Saved data entries:
--------------------------------------------------
PR #2822, opened 2023-03-11
[feat] Add support for user-defined `spack env create` options

jack-morrison:
ReFrame, unless targeting a user-specified existing Spack environment, automatically passes the `-d rfm_spack_env` option to create an ephemeral environment. This is a small addition that allows users to define extra `spack env create` options ([link to Spack docs for list of options](https://spack.readthedocs.io/en/latest/command_index.html#spack-env-create)). 

With the changes proposed here, a user could define the following:
```python
self.build_system.env_create_opts = ["--without-view"]
```

which produces following in the build job script:
```sh
spack env create -d rfm_spack_env --without-view
```

While technically this allows for any `spack env create` options, my motivation for this feature is use of `--without-view`. ReFrame's use of temporary Spack environments leaves little use for a filesystem view, and disabling it can reduce the possibility of `spack load`-time spec collisions.

### DIFF
--- a/reframe/core/buildsystems.py
+++ b/reframe/core/buildsystems.py
@@ -863,7 +863,7 @@ class Spack(BuildSystem):
     #: :default: :obj:`True`
     emit_load_cmds = variable(bool, value=True)
 
-    #: Options to pass to ``spack install``
+    #: Options to pass to ``spack install``.
     #:
     #: :type: :class:`List[str]`
     #: :default: ``[]``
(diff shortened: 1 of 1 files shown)


jack-morrison:
Failing unittests, so marking as a draft until I touch those up. Same for docs.

reframe/core/buildsystems.py
```diff
@@ -908,7 +916,7 @@ def _create_env_cmds(self):
 
         self.environment = 'rfm_spack_env'
         self._auto_env = True
-        return [f'spack env create -d {self.environment}']
+        return [f'spack env create -d {self.environment} {" ".join(self.env_create_opts)}']
```
vkarak, line 919: This adds an additional trailing whitespace if `env_create_opts` is empty and that's why unit tests are failing.

PR #2823, opened 2023-03-11
[bugfix] Allow proper assignment of `time_limit` from command line

### LINKED ISSUE #2815: Cannot set `time_limit` from cli using an integer
Trying to set with `-S time_limit=60` fails with the following error:

```console
WARNING: skipping test 'my_test': value error: invalid format for timer field (rerun with '-v' for more information)
```

However, the `time_limit` can be set as an integer according to the [docs](https://reframe-hpc.readthedocs.io/en/stable/regression_test_api.html#reframe.core.pipeline.RegressionTest.time_limit).

vkarak:
This PR fixes the same problem for all other `TimerField` variables. 

To allow setting these fields properly from the command line, we get rid of the `TimerField` and replace it with the augmented type `Duration`, which is similar in concept with the `Bool` type. This type allows conversion from floats, int and strings and applies essentially the logic of the former `TimerField`. Since for this field we want to allow conversions also when it's set from inside the test, e.g., `time_limit = '10s'`, we add a new argument `allow_implicit` to the `TypedField` constructor (also exposed through the `variable` builtin), which make the field try implicit conversions before assigning the value to the test attribute. Therefore a variable declared as `x = variable(int, allow_implicit=True)` can be set with either `x = 1` or `x = '1'`.

Closes #2815.

### DIFF
--- a/reframe/utility/typecheck.py
+++ b/reframe/utility/typecheck.py
@@ -94,6 +94,7 @@ of :class:`List[int]`.
 '''
 
 import abc
+import datetime
 import re
 
 
@@ -152,19 +153,6 @@ class ConvertibleType(abc.ABCMeta):
 # container types
 
 
-class _CompositeType(abc.ABCMeta):
-    def __instancecheck__(cls, inst):
-        assert hasattr(cls, '_types') and len(cls._types) == 2
-        return (issubclass(type(inst), cls._types[0]) or
-                issubclass(type(inst), cls._types[1]))
-
-
-class _InvertedType(abc.ABCMeta):
-    def __instancecheck__(cls, inst):
-        assert hasattr(cls, '_xtype')
-        return not issubclass(type(inst), cls._xtype)
-
-
 class _BuiltinType(ConvertibleType):
     def __init__(cls, name, bases, namespace):
         # Make sure that the class defines `_type`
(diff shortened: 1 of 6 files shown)


ekouts (approved):

reframe/utility/typecheck.py
```diff
@@ -424,3 +411,50 @@ def make_meta_type(name, cls, metacls=_BuiltinType):
...
+    def __rfm_cast_float__(cls, val):
+        return Duration._assert_non_negative(val)
+
+    @classmethod
+    def __rfm_cast_str__(cls, val):
+        # First try to convert to a float
+        try:
+            val = float(val)
+        except ValueError:
+            time_match = re.match(r'^((?P<days>\d+)d)?'
```
teojgo, line 448: @vkarak Do you think we should allow floating point durations as well? If so the regex `\d*\.*\d+` should be used. I am asking since timedelta accepts floating point values.

vkarak: You can still set it as a float, either from the command line or from within the test. This checks only the case when you assign a string to it. So there we don't allow `3.5d`. I haven't actually changed that from the `TimerField`.

teojgo (approved):

PR #3651, opened 2026-04-08
[feat] Modernize ReFrame installation

### LINKED ISSUE #3588: Consider migrating to the `uv` package manager

vkarak:
ReFrame has migrated to `pyproject.toml` and is now PEP517/518 compliant.

- All the legacy installation files are removed: `setup.cfg`, `requirements.txt`, `docs/requirements.txt`.
- The `bin/reframe` is removed. This is managed by `pyproject.toml`.
- `./bootstrap.sh` is removed. Users can run ReFrame using ephemeral venv on multiple architectures using `uvx run reframe`.
- Remove use of `./boostrap.sh` from everywhere in the code and unit tests
- Update container images
- Update docs
- Extra denendencies and dependency groups, such as for running the unit tests and building the documentation, are now handled by `pyproject.toml`.
- Shell completions and man pages are stored in their OS standard locations and is handled by the `pyproject.toml`.
- README is updated.
- Remove support of Python 3.9 and add support of Python 3.14

Closes #3588.


victorusu (commented):
This PR also removes the python 3.9 installation

victorusu (approved):
`lgtm`

vkarak:
> This PR also removes the python 3.9 installation

Yes, because now, if you use `uv`, it will pull in the needed Python version, so we should not care so much about the default OS Python version. We should follow the Python lifecycle.

PR #3657, opened 2026-04-25
[ci] Update `.readthedocs.yaml` to use `uv` for building the docs

vkarak:
This is a follow up of #3651 as the docs fail to build right now.


victorusu (approved):
`lgtm`

PR #3658, opened 2026-04-26
[bugfix] Treat `.` properly in external references keys

vkarak:
Using `.` internal for denoting the key levels was problematic for keys that were regexes.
--------------------------------------------------
**How to complete this task**: Copy the lines above exactly. Start with the line containing "--- a/reframe/utility/typecheck.py", end with the line containing "(issubclass(type(inst), cls._types[0]) or", and include both.

**Answer**:
--- a/reframe/utility/typecheck.py
+++ b/reframe/utility/typecheck.py
@@ -94,6 +94,7 @@ of :class:`List[int]`.
 '''
 
 import abc
+import datetime
 import re
 
 
@@ -152,19 +153,6 @@ class ConvertibleType(abc.ABCMeta):
 # container types
 
 
-class _CompositeType(abc.ABCMeta):
-    def __instancecheck__(cls, inst):
-        assert hasattr(cls, '_types') and len(cls._types) == 2
-        return (issubclass(type(inst), cls._types[0]) or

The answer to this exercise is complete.